Kadin 'Sentil' Kebijakan Hemat Energi Ala SBY

Kadin 'Sentil' Kebijakan Hemat Energi Ala SBY

Ramdhania El Hida - detikFinance
Kamis, 31 Mei 2012 13:40 WIB
Kadin Sentil Kebijakan Hemat Energi Ala SBY
Jakarta - Ketua Kamar Dagang dan Industri (Kadin) Suryo Bambang Sulisto menilai kebijakan penghematan ala Presiden SBY tidak akan memberikan dampak yang signifikan selagi harga BBM tersebut terlalu murah. Pasalnya BBM bersubsidi masih disubsidi pemerintah.

"Itu baik, tetapi mungkin kita belum menyentuh akar permasalahannya. Akar permasalahan kita harga BBM yang terlalu murah. Itu yang harus kita atasi," tegasnya saat ditemui usai pengukuhan pengurus Kadin Indonesia Komite Brunei di Hotel Pullman, Jakarta, Kamis (31/5/2012).

Menurut Suryo, akar permasalahan yaitu besarnya subsidi untuk menekan harga BBM bersubsidi tetap di level Rp 4.500 per liter ini harus segera diatasi. Dengan demikian, anggaran negara tidak terkuras untuk subsidi BBM ini.
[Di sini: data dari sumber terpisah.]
PR #9585, opened 2025-04-07
docs: add link to Lace's videos

domoritz:
@lacepadilla does this look good to you?


domoritz:
Got an ok from Lace as well.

SCROLL TO CONTINUE WITH CONTENT

"Itu upaya baik yang harus kita dukung. Tapi akar permasalahannya harus kita tangani. Kita tidak bisa membiarkan. Walau dikatakan harga BBM sudah tidak naik, tapi tetap itu subsidi, subsidi itu yg harus dikurangi," ujarnya.
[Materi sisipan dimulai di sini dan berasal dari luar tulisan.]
PR #9586, opened 2025-04-07
docs: update links and materials

domoritz:
Twitter is bad so replace links, add link to curriculum, remove mention of Vega-Lite 2

### DIFF
--- a/site/_config.yml
+++ b/site/_config.yml
@@ -6,8 +6,6 @@ description:
 
 baseurl: '/vega-lite' # the subpath of your site, e.g. /blog/
 url: 'https://vega.github.io' # the base hostname & protocol for your site
-twitter:
-  username: vega_vis
 exclude:
   - Gemfile
   - Gemfile.lock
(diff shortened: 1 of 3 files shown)


domoritz:
@arvind @jheer @kanitw I replaced your twitter links with bsky or homepages. Happy to change it to something else you prefer.

site/_config.yml
```diff
@@ -6,8 +6,6 @@ description:
 
 baseurl: '/vega-lite' # the subpath of your site, e.g. /blog/
 url: 'https://vega.github.io' # the base hostname & protocol for your site
-twitter:
```
hydrosquall, line 9: It doesn't look like the site actually checked for this slug ( https://github.com/search?q=repo%3Avega%2Fvega-lite%20twitter&type=code ), so removing it without a bsky replacement seems fine.

hydrosquall (approved):
My profile link isn't impacted by this change, but the diff looks reasonable to me. 

I'm not sure if it still makes sense to list each of the individuals on the homepage vs pointing to the Vega governance group, but revising the list of people are actively in maintaining the Vega-Lite repo might be a better topic for a separate PR.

Dengan demikian, lanjut Suryo, ada anggaran negara yang tersimpan untuk membiayai program negara lain yang lebih penting.
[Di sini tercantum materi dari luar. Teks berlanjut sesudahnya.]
PR #9595, opened 2025-04-20
feat: export types

### LINKED ISSUE #9222: Export all spec typings for better TypeScript support

### LINKED ISSUE #9583: Unable to import types in v6

domoritz:
Fixes #9583, fixes #9222

Simpler version of #9584

You can use this new feature to import types from arbitrary files. 

```ts
import type {TopLevelUnitSpec} from 'vega-lite/types_unstable/spec/unit.d.ts';
import type {Field} from 'vega-lite/types_unstable/channeldef.d.ts';

const spec: TopLevelUnitSpec<Field> = {
  $schema: 'https://vega.github.io/schema/vega-lite/v5.json',
  description: 'A simple bar chart with embedded data.',
  data: {
    values: [
      {a: 'A', b: 28},
      {a: 'B', b: 55},
      {a: 'C', b: 43},
    ],
  },
  mark: 'bar',
  encoding: {
    x: {field: 'a', type: 'ordinal'},
    y: {field: 'b', type: 'quantitative'},
  },
};

```

### DIFF
--- a/src/compile/format.ts
+++ b/src/compile/format.ts
@@ -21,6 +21,7 @@ import {stringify} from '../util.js';
 import {isSignalRef} from '../vega.schema.js';
 import {TimeUnit} from './../timeunit.js';
 import {datumDefToExpr} from './mark/encode/valueref.js';
+import {BIN_RANGE_DELIMITER} from './common.js';
 
 export function isCustomFormatType(formatType: string) {
   return formatType && formatType !== 'number' && formatType !== 'time';
@@ -29,8 +30,6 @@ export function isCustomFormatType(formatType: string) {
 function customFormatExpr(formatType: string, field: string, format: Format) {
   return `${formatType}(${field}${format ? `, ${stringify(format)}` : ''})`;
 }
-
-export const BIN_RANGE_DELIMITER = ' \u2013 ';
 
 export function formatSignalRef({
   fieldOrDatumDef,
--- a/src/spec/index.ts
+++ b/src/spec/index.ts
@@ -15,7 +15,7 @@ import {TopLevel} from './toplevel.js';
 import {FacetedUnitSpec, GenericUnitSpec, NormalizedUnitSpec, TopLevelUnitSpec, UnitSpecWithFrame} from './unit.js';
 
 export type {BaseSpec, LayoutSizeMixins} from './base.js';
-export type {GenericHConcatSpec, GenericVConcatSpec, NormalizedConcatSpec} from './concat.js';
+export type {GenericConcatSpec, GenericHConcatSpec, GenericVConcatSpec, NormalizedConcatSpec} from './concat.js';
 export {isAnyConcatSpec, isHConcatSpec, isVConcatSpec} from './concat.js';
 export type {GenericFacetSpec, NormalizedFacetSpec} from './facet.js';
 export {isFacetSpec} from './facet.js';
@@ -24,7 +24,14 @@ export {isLayerSpec} from './layer.js';
 export type {RepeatSpec} from './repeat.js';
 export {isRepeatSpec} from './repeat.js';
 export type {TopLevel} from './toplevel.js';
-export type {FacetedUnitSpec, GenericUnitSpec, NormalizedUnitSpec, UnitSpec} from './unit.js';
+export type {
+  FacetedUnitSpec,
+  GenericUnitSpec,
+  NormalizedUnitSpec,
+  UnitSpec,
+  TopLevelUnitSpec,
+  UnitSpecWithFrame,
+} from './unit.js';
 export {isUnitSpec} from './unit.js';
 
 /**
--- a/package.json
+++ b/package.json
@@ -29,6 +29,9 @@
       "types": "./build/index.d.ts",
       "default": "./build/index.js"
     },
+    "./types_unstable/*": {
+      "types": "./build/*"
+    },
     "./vega-lite-schema.json": "./build/vega-lite-schema.json"
   },
   "unpkg": "build/vega-lite.min.js",


src/compile/format.ts
```diff
@@ -30,8 +31,6 @@ function customFormatExpr(formatType: string, field: string, format: Format) {
   return `${formatType}(${field}${format ? `, ${stringify(format)}` : ''})`;
 }
 
-export const BIN_RANGE_DELIMITER = ' \u2013 ';
```
hydrosquall, line 33: Nice to not have to export something that isn't reused on the outside 👍

src/spec/index.ts
```diff
@@ -15,7 +15,7 @@ import {TopLevel} from './toplevel.js';
 import {FacetedUnitSpec, GenericUnitSpec, NormalizedUnitSpec, TopLevelUnitSpec, UnitSpecWithFrame} from './unit.js';
 
 export type {BaseSpec, LayoutSizeMixins} from './base.js';
-export type {GenericHConcatSpec, GenericVConcatSpec, NormalizedConcatSpec} from './concat.js';
+export type {GenericConcatSpec, GenericHConcatSpec, GenericVConcatSpec, NormalizedConcatSpec} from './concat.js';
```
hydrosquall, line 18: Noting `GenericConcatSpec` is a new export, but that seems reasonable!

hydrosquall (approved):
Thanks for the change!

This will be easier to verify than the previous change, thanks for splitting it up.

### Maintenance

Going forward, what do you think would be a good place to document this api? Since it's unstable a MD file in vega might be enough, if it were stable API we would probably want to mention this in the vega-lite docs site.

## Build

The build preview error seems unrelated to this PR, and is likely something to investigate separately. I think it may be related to how vega-lite and the editor's build switched away from yarn, but the build preview is still using yarn.

```

00:51:30.948 | Executing user command: yarn run build-editor-preview
-- | --
00:51:31.248 | ! The local project doesn't define a 'packageManager' field. Corepack will now add one referencing yarn@3.6.3+sha512.d432ab8b22b89cb8b46649ebaf196159b0c1870904224771d75fdf8b55490aaa5de4d9f028deb0425f1513bff7843e97b9d117103795a23b12d2e7c1cedcf50f.
00:51:31.248 | ! For more details about this field, consult the documentation at https://nodejs.org/api/packages.html#packagemanager
00:51:31.248 |  
00:51:31.505 | Internal Error: vega-lite@workspace:.: This package doesn't seem to be present in your lockfile; run "yarn install" to update the lockfile
00:51:31.506 | at V0.getCandidates (/opt/buildhome/.cache/node/corepack/v1/yarn/3.6.3/yarn.js:435:5145)
00:51:31.506 | at kf.getCandidates (/opt/buildhome/.cache/node/corepack/v1/yarn/3.6.3/yarn.js:391:1264)
00:51:31.506 | at /opt/buildhome/.cache/node/corepack/v1/yarn/3.6.3/yarn.js:439:8033
00:51:31.506 | at df (/opt/buildhome/.cache/node/corepack/v1/yarn/3.6.3/yarn.js:390:11070)
00:51:31.506 | at ge (/opt/buildhome/.cache/node/corepack/v1/yarn/3.6.3/yarn.js:439:8013)
00:51:31.506 | at async Promise.allSettled (index 0)
00:51:31.506 | at async io (/opt/buildhome/.cache/node/corepack/v1/yarn/3.6.3/yarn.js:390:10398)
00:51:31.506 | at async /opt/buildhome/.cache/node/corepack/v1/yarn/3.6.3/yarn.js:439:8545
00:51:31.506 | at async ti.startProgressPromise (/opt/buildhome/.cache/node/corepack/v1/yarn/3.6.3/yarn.js:390:47579)
00:51:31.507 | at async je.resolveEverything (/opt/buildhome/.cache/node/corepack/v1/yarn/3.6.3/yarn.js:439:6573)
00:51:31.586 | Failed: Error while executing user command. Exited with error code: 1
00:51:31.596 | Failed: build command exited with code: 1
00:51:32.649 | Failed: error occurred while running build command
```

src/compile/format.ts
domoritz: We had this twice.

src/spec/index.ts
domoritz: Yeah

domoritz:
> Going forward, what do you think would be a good place to document this api? Since it's unstable a MD file in vega might be enough, if it were stable API we would probably want to mention this in the vega-lite docs site.

I think the package.json for now is enough. I suspect the people who need this will know where to look.

PR #8757, opened 2023-03-04
fix: ensure temporal field propagates to time expression

marr:
Fixes https://github.com/vega/vega-lite/issues/7185

PR #9622, opened 2025-06-16
fix: ensure temporal field propagates to time expression

domoritz:
Internal version of https://github.com/vega/vega-lite/pull/8757 so that build runs.


domoritz:
Confirmed it works with the original example. Code looks reasonable as well. 

Screenshot 2025-06-16 at 10 17 19

PR #9610, opened 2025-05-16
feat: Add new ternary chart

ajcappo:
🎯 Summary
This PR introduces a custom ternary diagram built with Vega-Lite, visualizing the distribution of population by socioeconomic level (High, Medium, Low) across major cities. The visualization is fictional and designed for illustrative or educational purposes.

📊 Features & Design Highlights
Ternary layout for multivariate analysis of proportions.

Each city is positioned based on the relative proportion of High, Medium, and Low socioeconomic levels.

Color coding reflects the dominant socioeconomic group per city using custom logic:

🔴 High > 80%

🟡 Medium > 80%

🟢 Low > 80%

Mixed conditions blend colors for nuanced distributions.

Size of points scales with the total population value (fictional).

Grid lines and triangle guides for better spatial understanding.

Dynamic tooltips provide raw values and percentage for each category.

Includes annotations and stylized labels for readability.

🛠️ Technical Details
Built using Vega-Lite v5 schema.

Utilizes layered marks (line, text, rule, point) and rich calculate transforms.

Designed with a dark theme and high-contrast colors for accessibility.

Font and spacing tuned for clarity and presentation.

Includes robust handling for tooltip formatting and label positioning.

📝 Notes
Data used is entirely fictional and created for demo purposes.

Author credit added in subtitle (Adrián Bazzana – LinkedIn).
[https://www.linkedin.com/in/adrian-bazzana/](url)

Encodes visual logic within the visualization layer using calculate expressions for reproducibility.

PR #9627, opened 2025-06-27
docs: add ternary example from #9610

domoritz:


dsmedia:
> "Population Distribution by Socioeconomic Level in Cities [Data shown is fictional]"

Small suggestion: fictional city names might be better here to avoid any mix-ups with real demographic data. Thanks for the contribution!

"Ada penghematan kelebihan untuk misalnya bangun transportasi publik, pemberdayaan UKM, kemiskinan, pendidikan, kesehatan, tapi kalau terus digerogoti untuk BBM maka tidak akan jalan," ujarnya.

Sedangkan, jika harga BBM di tanah air masih terus ditahan murah oleh pemerintah, Suryo menilai ada kecenderungan masyarakat untuk boros.

"Karena dengan harga BBM yang murah, kecenderungannya orang akan menjadi boros. Kalau semua dengan murah kita jadi boros, ini gak sehat. Maka upaya penghematan bagus, tapi persoalannya akarnya harga BBM murah," pungkasnya.